Don't worry, it's just a game. But playing it could save lives. Games with ulterior motives such as teaching or training people—known among researchers as “serious games”—are on the rise, providing a cheap and safe supplement to on-the-job training. But serious games face “big problems” because of their simple programming, says Joost Westra, a computer scientist at Utrecht University in the Netherlands. In a real fire, there can be hundreds of people making unpredictable decisions all around you. Yet the nonplayer characters (NPCs) in the games usually follow tightly scripted behaviors, so unless you play exactly as the programmer expects, NPCs behave like confused robots. Another flaw in serious games is that they use “fixed scenarios or simple rules to determine the course of the game,” says Westra. “Expert users can quickly estimate how the game will react to their actions” but still must play through the easy levels to reach their proper level. The result, he says, is “disengagement, boredom, and possibly quitting the game before that level is reached.”

To fix these problems, Westra created a new architecture for serious games that uses artificial-intelligence (AI) techniques similar to those in some of the latest video games. He focused on a game called RescueSim, a serious game for firefighters. Rather than following scripts, Westra's code turns each NPC into an autonomous agent with its own nuanced goals, responding to events as they happen. An NPC firefighter, for example, will have the goal of extinguishing a fire but can switch to helping an injured comrade if no one else is near. An NPC's awareness of what the game's player and the other agents are doing is crucial, Westra says, because firefighting requires teamwork. One firefighter must turn on the pump while another keeps doors closed to prevent drafts that feed the fire; yet another must operate the hose.

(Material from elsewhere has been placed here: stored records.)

PR #652, opened 2020-08-17
Accessibility statement

mtthwhggns:
# Description

It's a legal requirement that we show a statement of our compliance with the EU accessibility directive.

This adds the relevant templates.

No translations are done yet. 

# Testing

### DIFF
--- a/locale/fi/LC_MESSAGES/django.po
+++ b/locale/fi/LC_MESSAGES/django.po
@@ -6,7 +6,7 @@ msgid ""
 msgstr ""
 "Project-Id-Version: \n"
 "Report-Msgid-Bugs-To: \n"
-"POT-Creation-Date: 2020-07-21 12:51+0300\n"
+"POT-Creation-Date: 2020-08-19 09:22+0300\n"
 "PO-Revision-Date: 2019-08-14 12:16+0200\n"
 "Last-Translator: Saara Satokangas <saara.satokangas@aalto.fi>\n"
 "Language-Team: Finnish <>\n"
@@ -111,15 +111,15 @@ msgstr "Käyttäjät"
 msgid "Input an URL identifier for this course."
 msgstr "Syötä URL-osoitteessa käytettävä tunnus kurssille."
 
-#: course/models.py:68 course/models.py:732 exercise/exercise_models.py:127
+#: course/models.py:68 course/models.py:733 exercise/exercise_models.py:127
 msgid "Taken words include: {}"
 msgstr "Varatut sanat: {}"
 
-#: course/models.py:239
+#: course/models.py:240
 msgid "internal"
 msgstr "sisäinen"
 
-#: course/models.py:241
+#: course/models.py:242
 msgid ""
 "The user profile contains a student number and has logged in via local "
 "organisation authentication"
@@ -127,11 +127,11 @@ msgstr ""
 "Käyttäjän profiililla on opiskelijanumero ja hän on kirjautunut sisään "
 "organisaation kirjautumisen kautta"
 
-#: course/models.py:247
+#: course/models.py:248
 msgid "external"
 msgstr "ulkoinen"
 
-#: course/models.py:249
+#: course/models.py:250
 msgid ""
 "The user profile doesn't have a student number, thus the user has logged in "
 "from a different organization or via social authentication"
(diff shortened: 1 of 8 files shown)


userprofile/views.py
```diff
@@ -128,5 +128,44 @@ def get_common_objects(self):
         self.privacy_text = privacy_text
         self.note("privacy_text")
 
+class AccessibilityStatementView(UserProfileView):
```
raphendyr, line 131: Can you add extra newlines before and after the class (i.e. 2 lines between different classes.

userprofile/views.py
```diff
@@ -128,5 +128,44 @@ def get_common_objects(self):
...
+    access_mode=ACCESS.ANONYMOUS
```
raphendyr, line 132: Even though this is a copy-paste, can you add spaces around `=`.

userprofile/views.py
```diff
@@ -128,5 +128,44 @@ def get_common_objects(self):
...
+
+    def get_common_objects(self):
+        super().get_common_objects()
+        lang = "_" + get_language().lower()
+        key = make_template_fragment_key('accessibility_statement', [lang])
+        accessibility_statement = cache.get(key)
+        if not accessibility_statement:
+            local_template_name = "institution_accessibility_text{}.html"
+            local_template = try_get_template(local_template_name.format(lang))
+            if not local_template and len(lang) > 3:
```
raphendyr, line 143: This logic should be refactored to a function for all of the 3 uses (1 in privacy notice and 2 times here), but I think it can be left for later. Can you add a comment `# TODO: refactor to a helper function`?

mtthwhggns:
Update on the status of this: It currently contains a statement where I've swapped out the name of the University for "we" and "us" - so that others can use this as a template if their institution isn't providing one.

The Aalto-specific template has moved elsewhere.

From my point of view, I think I've done everything suggested on this PR.

raphendyr (approved):

locale/fi/LC_MESSAGES/django.po
```diff
@@ -3697,6 +3697,14 @@ msgstr ""
...
 msgstr "Unohda automaattinen uudelleenohjaus."
 
-#: userprofile/views.py:78
+#: userprofile/views.py:126
 msgid "No privacy notice. Please notify administration!"
 msgstr "Ei tietosuojailmoitusta. Ota yhteys ylläpitäjään!"
+
+#: userprofile/views.py:153
+msgid "No local accessibility statement. Please notify the site's owner!"
+msgstr ""
```
Mankro, line 3706: "No local accessibility statement. Please notify the site's owner!"
"Ei paikallista saavutettavuusselostetta. Ilmoitathan tästä sivuston ylläpitäjälle!"

locale/fi/LC_MESSAGES/django.po
```diff
@@ -3697,6 +3697,14 @@ msgstr ""
...
+
+#: userprofile/views.py:165
+msgid "No system-wide accessibility statement found."
```
Mankro, line 3709: "No system-wide accessibility statement found."
"Järjestelmätason saavutettavuusselostetta ei löytynyt."

Mankro (changes requested):
It's good. Would you add the two small translations in django.po that I commented on?

mtthwhggns:
> It's good. Would you add the two small translations in django.po that I commented on?
> Edit: you could rebase and squash then.

Oh, yes! I forgot about these.

I've added them now, squashed and rebased.

userprofile/views.py
```diff
@@ -128,5 +128,47 @@ def get_common_objects(self):
...
+                system_template = try_get_template(system_template_name.format(lang[:3]))
+            if not system_template:
+                logger.warning("No localized system accessibility content for language %s", lang)
+                system_template = try_get_template(system_template_name.format(''))
+            if not system_template:
+                logger.error("No system accessibility content at all!")
+
+            system_accessibility_statement = system_template.render() if system_template else _("No system-wide accessibility statement found.")
+
+            accessibility_statement = f'{local_accessibility_statement}{system_accessibility_statement}'
```
Mankro, line 167: Is this the new Python string formatting syntax that is only available from Python 3.6 onwards? Our production server is still on Python 3.5 and we must therefore remain compatible with Python 3.5.

mtthwhggns: Ok. 

I assumed the docket container was using the same version as production. 

I switched to this because concatenation of the two strings with `+` fails if the file is missing. 

@Mankro What's the right way to do this in our version of Python?

mtthwhggns: I'm no Python expert, but this seems to work: 

```
str(local_accessibility_statement) + str(system_accessibility_statement
```

Mankro: `_` refers to the function `ugettext_lazy`, but we don't need lazy translation in this case. The template `render` method does not return lazy strings, either. I think you can call `gettext` instead of `_` here and then the string concatenate `+` operator will work directly. You need to import `gettext` to use it. Note that Django has the `format_lazy` function for doing string formatting on lazy strings.

mtthwhggns: I've done this now.

Mankro:
@mtthwhggns did you notice yet that the git commit message got broken?

mtthwhggns:
> @mtthwhggns did you notice yet that the git commit message got broken?

I didn't, thanks. Fixed now.

PR #654, opened 2020-08-17
Switch to specific focus state styles

### LINKED ISSUE #653: Frontpage cards don't match the page focus state
The new cards used on the front page and course archive don't appear yellow anywhere when in focus.

This breaks the consistent focus state which was previously implemented.

The issue seems to be that the wrapping `<a>` is displayed `inline`. If it's overridden as `display: block` it gets the background, but doesn't look great because of the background/border conflict. This component might benefit from something bespoke.

mtthwhggns:
# Description

When we started the focus states, I noted that with SASS it would be easier to target a focus state at certain elements with a `@mixin`. This implements two mixins:

- `focus-with-outline-only` the default, applied to all interactive elements automatically, which doesn't change any of the elements styles, but adds a new `outline`. It is pretty safe, and shouldn't be able to break anything.
- `focus-with-background-and-color` is much easier to see on small elements and bright backgrounds, as it changes the whole block colours. This is good for use in coloured menus and links inside text, which might be harder to see with only an outline.

The default is now `focus-with-outline-only` with `focus-with-background-and-color` applied to navbar links, the footer and `a`s which appear inside text. 

As a bonus, this removes the dependence on `!important`. 

Fixes #653

# Testing

This needs testing manually, as the only changes are style-related.

This should be documented in the design system, as it relates to the use of A+ components. 


assets/sass/legacy/_main.scss
```diff
@@ -58,21 +60,13 @@ table.src tr td.src {
...
 
-.js-focus-visible input.focus-visible, 
-.js-focus-visible select.focus-visible, 
-.js-focus-visible div.focus-visible {
-    outline: 3px solid #ffdd00 !important;
+.js-focus-visible a,
+.js-focus-visible input,
+.js-focus-visible select,
+.js-focus-visible div {
+	@include focus-with-outline-only;
```
raphendyr, line 69: Can this fallback be moved out of the legacy to new scss files? For example in it's own file to make clear that it's a fallback.

assets/sass/mixins/_focus.scss
```diff
@@ -0,0 +1,14 @@
+@mixin focus-with-outline-only {
+	&.focus-visible{
+		outline: 3px solid $aplus-focus;
+	}
+}
+
+@mixin focus-with-background-and-color {
+	&.focus-visible{
+		background-color: $aplus-focus;
+    color: $aplus-foreground;
```
raphendyr, line 10: mix of different indentation chars?

assets/sass/components/_button.scss
```diff
@@ -1,9 +1,13 @@
+@import '../mixins/focus';
+
 $extra-small-height: 16px;
 $small-height: 18px;
 $medium-height: 20px;
 $large-height: 24px;
 
 @mixin button-basics {
+	@include focus-with-background-and-color;
```
saarasat, line 9: I was going through this an looks good in general! I liked the way the two different versions work together. And Sass probably indeed works nicely here :) 

Just a question about the buttons. Now they seem to get a bit mixed styling. For instance on the front page of a course, the filter buttons  look like this:

image

but then again the enroll-button looks like this:
image

What was the meant outlook for buttons?

assets/sass/components/_frontpage-cards.scss
```diff
@@ -17,6 +19,10 @@
 				font-size: 18px;
 				margin-top: 20px;
 				margin-bottom: 10px;
+
+				a {
+					@include focus-with-background-and-color;
+				}
```
saarasat, line 25: And this one I am not a huge fan of, but I guess now that we made only the upper-part of the card clickable, and the footer is not clickable, there is not much choice here:

Screenshot from 2020-08-17 16-27-22

assets/sass/components/_frontpage-cards.scss
```diff
@@ -17,6 +19,10 @@
 				font-size: 18px;
 				margin-top: 20px;
 				margin-bottom: 10px;
+
+				a {
+					@include focus-with-background-and-color;
```
saarasat, line 24: And if these are merged, some guidelines for the usage would be welcome :) so, when to use which one.

mtthwhggns: Yes, agreed.

I didn't do anything here, as I thought that's a job for the design system.

assets/sass/components/_button.scss
mtthwhggns: Hmm, yeah, I didn't touch the Bootstrap buttons because removing them from all student-facing things is on my to-do list for this week and it's not so easy to hook into the Bootstrap styles here.

Maybe this can be merged after that?

assets/sass/mixins/_focus.scss
mtthwhggns: I have no idea why this keeps happening, but thanks.

assets/sass/legacy/_main.scss
mtthwhggns: Good point, it should definitely come out of the legacy file. 

I'd be inclined to leave the extra ones I've hooked into where they are (like `.navbar`, where the class didn't get any re-writing other than adding the mixin).

assets/sass/components/_frontpage-cards.scss
mtthwhggns: I felt quite the same, but it's important that it outlines the clickable area, so I didn't see much alternative - other ideas are welcome!

assets/sass/components/_button.scss
Mankro: Finalizing this pull request after the buttons sounds like a good plan.

assets/sass/legacy/_main.scss
Mankro: Is the fallback needed anymore?

mtthwhggns: Yes, but maybe fallback isn't the best description.

Maybe something like "generic focus style" would be a better description.

I was trying to say that it applied to components which don't have a specific focus style defined for the component - at present, this one is used for all form inputs, as we've not got our own components for those.

raphendyr: > I'd be inclined to leave the extra ones I've hooked into where they are (like .navbar, where the class didn't get any re-writing other than adding the mixin).

I think that is fine. Not best, but fine.

assets/sass/mixins/_focus.scss
raphendyr: Yeah. The `.editorconfig` seems to be used by your editor as it removes whitespace in end of lines.

assets/sass/components/_frontpage-cards.scss
raphendyr: I think it works well, when there are clickable buttons in the bottom, which will be focused before moving to the next card.

assets/sass/components/_frontpage-cards.scss
raphendyr: For that, I think you can write documentation in the SCSS file. Or in the style guides repo (assuming these are going there some day).

assets/sass/mixins/_focus.scss
Mankro: The weird indentation is still here.

mtthwhggns: Fixed it manually. No idea why the editor is currently so hit-and-miss.

Mankro (approved):
This looks good! I tested it myself and didn't see errors. You can rebase and squash now. Do you have time to update focus state styles in the aplus-design-system?

PR #655, opened 2020-08-17
Show submission points in course points API endpoint

### LINKED ISSUE #647: Course points API endpoint should contain points for all submissions
This comes from the IntelliJ project: https://github.com/Aalto-LeTech/intellij-plugin/issues/302

The `/api/v2/courses/<course-id>/points/me/` endpoint should be able to provide points for all submissions (for one student in all exercises of one course). We need to still consider if all points are always included in the output or only when some parameter is given in the request GET query parameters. All points should already be available in the points cache: https://github.com/apluslms/a-plus/blob/9e595a0a902d19bcadeeaff8b3160873b0265f43/exercise/cache/points.py#L98

Let's not modify the existing submissions URL list in order to preserve backwards-compatibility. A new key shall be added to the output.

Example snippet for the output (the existing submissions list only contains the URLs of the submissions):

```
"submissions_and_points": [
  {
    "url": "https://plus.cs.aalto.fi/api/v2/submissions/123/",
    "points": 10
  },
  {
    "url": "https://plus.cs.aalto.fi/api/v2/submissions/456/",
    "points": 5
  }
]
```

Jaakko says that it could be best to add the grade field to the existing `SubmissionBriefSerializer` class. It could be more uniform with the rest of the API.

HenrikSundell:
# Description

Add key `submissions_and_points` list to `/api/v2/courses/<course-id>/points/me/`
```
 "submissions_and_points": [
                        {
                            "id": 567,
                            "url": "http://0.0.0.0:8000/api/v2/submissions/567/",
                            "submission_time": "2020-07-24T08:55:11.895107Z",
                            "grade": 10
                        },
                        {
                            "id": 566,
                            "url": "http://0.0.0.0:8000/api/v2/submissions/566/",
                            "submission_time": "2020-07-24T08:54:24.499804Z",
                            "grade": 10
                        }
]
```

Fixes #647

# Testing

### DIFF
--- a/exercise/api/custom_serializers.py
+++ b/exercise/api/custom_serializers.py
@@ -49,10 +49,21 @@ class ExercisePointsSerializer(serializers.Serializer):
                 'submission_id': submission_id
             }, request=request)
 
+        def submission_obj(submission_cached):
+            id_ = submission_cached['id']
+            return {
+                'id': id_,
+                'url': submission_url(id_),
+                'submission_time': submission_cached['date'],
+                'grade': submission_cached['points'],
+            }
+
+        submissions = [submission_obj(s) for s in entry['submissions']]
         exercise_data = {
             'url': exercise_url(entry['id']),
             'best_submission': submission_url(entry['best_submission']),
-            'submissions': [submission_url(s['id']) for s in entry['submissions']],
+            'submissions': [s['url'] for s in submissions],
+            'submissions_with_points': submissions,
         }
         for key in [
             # exercise
--- a/exercise/api/serializers.py
+++ b/exercise/api/serializers.py
@@ -40,6 +40,7 @@ class SubmissionBriefSerializer(AplusModelSerializer):
         model = Submission
         fields = (
             'submission_time',
+            'grade',
         )
         extra_kwargs = {
             'url': {


exercise/api/custom_serializers.py
```diff
@@ -49,10 +49,20 @@ def submission_url(submission_id):
                 'submission_id': submission_id
             }, request=request)
 
+        def submission_obj(submmission_cached):
```
Mankro, line 52: typo `submmission_cached`

exercise/api/custom_serializers.py
```diff
@@ -49,10 +49,20 @@ def submission_url(submission_id):
...
+            id_ = submmission_cached['id']
+            return {
+                'id': id_,
+                'url': submission_url(id_),
+                'submission_time': submmission_cached['date'],
+                'grade': submmission_cached['points'], # NOTE: model has this in field `grade`, TODO rename
```
Mankro, line 58: Many exercise related API endpoints use the word `points` for the current best points of the student, but the submission detail endpoint uses `grade`. Then it makes sense to use `grade` here as well since this object refers directly to the submission detail URL. The comment in the code could be removed, or was there something else to consider here?

exercise/api/custom_serializers.py
```diff
@@ -49,10 +49,20 @@ def submission_url(submission_id):
...
+            }
+
         exercise_data = {
             'url': exercise_url(entry['id']),
             'best_submission': submission_url(entry['best_submission']),
             'submissions': [submission_url(s['id']) for s in entry['submissions']],
+            'submissions_and_points': [submission_obj(s) for s in entry['submissions']],
```
Mankro, line 65: We need to consider the word used in the output. `submissions_and_points` is not the best one necessarily. Since the word `grade` is used in the object, should this be `submissions_with_grades`?

exercise/api/serializers.py
```diff
@@ -40,6 +40,7 @@ class Meta(AplusModelSerializer.Meta):
         model = Submission
         fields = (
             'submission_time',
+            'grade',
```
Mankro, line 43: What does this change do and was it required for changing the course points endpoint?

HenrikSundell: Probably not necessary anymore, I will remove it

exercise/api/custom_serializers.py
HenrikSundell: @raphendyr

exercise/api/custom_serializers.py
HenrikSundell: Yes `submissions_with_grades` could be good if we use the key grade. makes sense to use the same term here.

exercise/api/custom_serializers.py
raphendyr: Pointed out that why it's so and to mention that someone should probably do something about it some day. It's totally possible to add also variable `points` (in all locations) and then remove `grade` when moving to `v3` API.

exercise/api/custom_serializers.py
raphendyr: Depends if we want to prefer word `points` or `grade` for this purpose. Details only has `grade`, because that is the name in the model. I should have used `points`, but I didn't understand enough at the time.

exercise/api/serializers.py
raphendyr: I think this would be fine too. Then the "brief" would include the same information in all locations.

exercise/api/custom_serializers.py
raphendyr: Also, these might not be the best names for the function and the variable. Feel free to rethink them once or twice.

exercise/api/custom_serializers.py
Mankro: I think the comment is misleading. If `grade` is changed here to `points`, the change should be done in a few other places too, not just here. Even if `points` is the future choice, it would be confusing if `points` is used here right now and `grade` in the submission detail endpoint.

exercise/api/custom_serializers.py
Mankro: Maybe `submissions_with_points` so that it is ready for the future if `grade` is changed to `points` some day.

exercise/api/custom_serializers.py
raphendyr: The comment should be written better, for sure. And yes, the key should be now grade, but it would be fine all these locations with a comment to do something about it. Or one could just write an issue about it and leave out the comment (maybe).

exercise/api/custom_serializers.py
raphendyr: :+1: `with` is better than `and`.

exercise/api/serializers.py
Mankro: Including useful info is OK. I wanted to check if this was really needed for the actual issue, but let's keep it now if there are no unexpected consequences from this.

Mankro:
@HenrikSundell we must merge this on Wednesday 19.8. Please finish the small details on Wednesday after the webinar.

exercise/api/custom_serializers.py
HenrikSundell: I removed the comment, for now, I didn't come up with a good comment for this, might be easier to write an issue. I can add a comment here if someone has a good suggestion

exercise/api/custom_serializers.py
```diff
@@ -49,10 +49,20 @@ def submission_url(submission_id):
...
+                'url': submission_url(id_),
+                'submission_time': submission_cached['date'],
+                'grade': submission_cached['points'],
+            }
+
         exercise_data = {
             'url': exercise_url(entry['id']),
             'best_submission': submission_url(entry['best_submission']),
             'submissions': [submission_url(s['id']) for s in entry['submissions']],
+            'submissions_with_points': [submission_obj(s) for s in entry['submissions']],
```
raphendyr, line 65: Can you make this so, that we use the same urls for the other list too and don't do reverse map multiple times?

i.e.

```python
submissions = [submission_obj(s) for s in entry['submissions']]

       exercise_data = {
            'submissions': [s['url']) for s in submissions],
            'submissions_with_points': submissions,
```

Mankro (approved):
Good, final changes have been done. Please do git rebase and squash and let's merge this PR.

PR #656, opened 2020-08-18
Implement aplus-material-v1, aplus-assess-v1, and aplus-hook-v1 inferfaces by adding User-Agent and correct X-Aplus-Event headers

raphendyr:
# Description

Every self respecting web client should provide a good User-Agent string to the server. A+ was sending only `python-requests/2.21.0`. Now, it sends `a-plus/1.7.0-63-gab401233 (+http://plus.example.com) python-requests/2.21.0`, where `1.7.0*` is the current A+ version  defined in `aplus.version.__version__` or resolved by `git describe` (first for real deployments and second for git clone installations) and `http://plus.example.com` is the content of `settings.BASE_URL`.

Additionally, send header `X-Aplus-Event` with a interface version and event type info. Following events are known:

* `aplus.assess.v1/assess-submission` - when sending submission for grading
* `aplus.assess.v1/retrieve-exercise` - when retrieving exercises
* `aplus.assess.v1/retrieve-model` - when retrieving the model file (or files)
* `aplus.assess.v1/retrieve-template` - when retrieving the template file (or files)
* `aplus.hook.v1/post-assessment` - send as part of the post hook
* `aplus.material.v1/retrieve-chapter` - when retrieving chapters

To support this. the `load_exercise_page` in `exercise/protocol/aplus.py` is split to two functions, one for exercises and one for chapters. Additionally, new content selectors are added, so content and exercise services may update their outputs. Even though chapters are internally exercises and should be kept as such from the points point of view, that doesn't mean the interface for them should be identical. I think this separation will make the interface less error prone and will also make the code more clear on what is what.

Finally, start using requests session in `lib/remote_page.py`, which allows reusing http connections. This requires a web server with a http/1.1 support. For example, MOOC-Grader has too old Django for that, but MOOC-Jutut is updated to 2.2 already, which supports this.

# Testing

Hook requires testing with a service, which can react to the hook some way. The following container can be used to print requests.

```yaml
services:
  hookservice:
    image: mendhak/http-https-echo
    depends_on:
      - grader
      - plus
```

MOOC-Grader can be used to test  requests send to it. The following middleware can print all the required info:

```python
class LogRequestsMiddleware(MiddlewareMixin):
    def process_request(self, request):
        logger.warning(" -- MIDDLEWARE DEBUG -- ")
        logger.info("Request %s by %s", request.method, request.META.get('HTTP_USER_AGENT', 'unknown'))
        logger.info("Aplus event: %s", request.META.get('HTTP_X_APLUS_EVENT', 'unknown'))
```

To verify connection pooling, you need an assessment service with http/1.1 support, e.g., MOOC-Jutut (master). Additionally, you can log urllib3 info with the following in A+ settings:

```python
LOGGING['loggers'].update({
    'urllib3': {
        'level': 'DEBUG',
        'propagate': True,
    },
})
```

When the pool is started, the following entry should be in the log:

```
plus_1         | [2020-08-18 14:52:11,867: DEBUG/connectionpool] Starting new HTTP connection (1): 172.19.0.5:8082
```

If the server doesn't support keep-alive or it has expired, then you may see

```
plus_1         | [2020-08-18 15:02:52,799: DEBUG/connectionpool] Resetting dropped connection: grader
```

If the pool entry is reused, then there is no log entry.

The A+ protocol docs will include details of the headers added here as part of the protocol doc.

- [x] I (developer) ~~have created unit tests and~~ the tests pass
- ~~I (developer) have created functional tests (Selenium tests) if applicable~~

### DIFF
--- a/aplus/__init__.py
+++ b/aplus/__init__.py
@@ -1,0 +1,20 @@
+
+# Version
+try:
+    from .version import __version__
+except ImportError:
+    try:
+        __version__ = (
+            __import__('subprocess')
+                .check_output(('git', 'describe'))
+                .decode('utf-8')
+                .strip()
+                .lstrip('v')
+        )
+    except Exception as error:
+        __import__('warnings').warn(
+            'Unable to determine aplus version. %s: %s' % (
+                error.__class__.__name__,
+                error,
+            ))
+        __version__ = 'unknown'
--- a/course/models.py
+++ b/course/models.py
@@ -19,6 +19,7 @@ from django.utils.functional import cached_property
 from django.utils.translation import ugettext_lazy as _
 from django_colortag.models import ColorTag
 
+from aplus import __version__ as aplus_version
 from apps.models import BaseTab, BasePlugin
 from lib.email_messages import email_course_error
 from lib.fields import PercentField
@@ -628,6 +629,10 @@ class CourseHook(models.Model):
         ("post-grading", "Post grading"),
     )
 
+    HOOK_EVENT_MAP = {
+        'post-grading': 'post-assessment',
+    }
+
     hook_url = models.URLField()
     hook_type = models.CharField(max_length=12, choices=HOOK_CHOICES, default="post-grading")
     course_instance = models.ForeignKey(CourseInstance, on_delete=models.CASCADE,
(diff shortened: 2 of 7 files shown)


Mankro:
@raphendyr did you yourself think that this PR could be merged and deployed in the December 2020 A+ upgrade? Or should we first upgrade MOOC-Grader's Django version from 1.9?

raphendyr:
> @raphendyr did you yourself think that this PR could be merged and deployed in the December 2020 A+ upgrade? Or should we first upgrade MOOC-Grader's Django version from 1.9?

If I remember right, this PR is independent of changes in graders. I.e. there shouldn't be any need to update any grading services for these changes to work.

For connections to be reused, the server needs to support http/1.1, i.e., that requires django update. With older server (http/1.0), A+ will just create a new connection per request. Thus, between A+ and MOOC-Grader, there should be less _new_ SSL connections once the MOOC-Grader is upgraded too.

In early testing of the system, the AI architecture shows promise. Not only does it make NPCs act reasonably, Westra says, but the entire game can also now adapt to different users. Beginners take on only simple jobs while NPCs take care of the rest; expert players must learn to command a crew in complex situations. “A game needs to be built with this architecture from the beginning,” says Westra, who plans to design a “bush fire team training” game with collaborators in Turkey.

“This is the future of serious games,” says Kyong Jin Shim, a computer scientist at the University of Minnesota, Twin Cities, who is developing such a system for training U.S. soldiers. “We need smarter agents and ingame characters.”